INPUT DATA:
PR #2564, opened 2024-09-17
Updated to ensure we are using the same query id for federated query

ivakegg:
plans

### DIFF
--- a/warehouse/query-core/src/main/java/datawave/query/planner/FederatedQueryPlanner.java
+++ b/warehouse/query-core/src/main/java/datawave/query/planner/FederatedQueryPlanner.java
@@ -13,6 +13,7 @@ import java.util.Map;
 import java.util.Set;
 import java.util.SortedSet;
 import java.util.TreeSet;
+import java.util.UUID;
 import java.util.stream.Collectors;
 
 import org.apache.accumulo.core.client.TableNotFoundException;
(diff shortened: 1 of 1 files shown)


warehouse/query-core/src/main/java/datawave/query/planner/FederatedQueryPlanner.java
```diff
@@ -334,10 +334,14 @@ public CloseableIterable<QueryData> process(GenericQueryConfiguration genericCon
             configCopy.setBeginDate(dateRange.getLeft());
             configCopy.setEndDate(dateRange.getRight());
 
+            // we want to make sure the same query and same query id are used for tracking purposes and execution
+            configCopy.setQuery(originalConfig.getQuery());
```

TASK ITEM: Show a copy of each line from the records above in which the string "java" occurs.

SOLUTION FOR THIS PROBLEM:
--- a/warehouse/query-core/src/main/java/datawave/query/planner/FederatedQueryPlanner.java
+++ b/warehouse/query-core/src/main/java/datawave/query/planner/FederatedQueryPlanner.java
@@ -13,6 +13,7 @@ import java.util.Map;
 import java.util.Set;
 import java.util.SortedSet;
 import java.util.TreeSet;
+import java.util.UUID;
 import java.util.stream.Collectors;
warehouse/query-core/src/main/java/datawave/query/planner/FederatedQueryPlanner.java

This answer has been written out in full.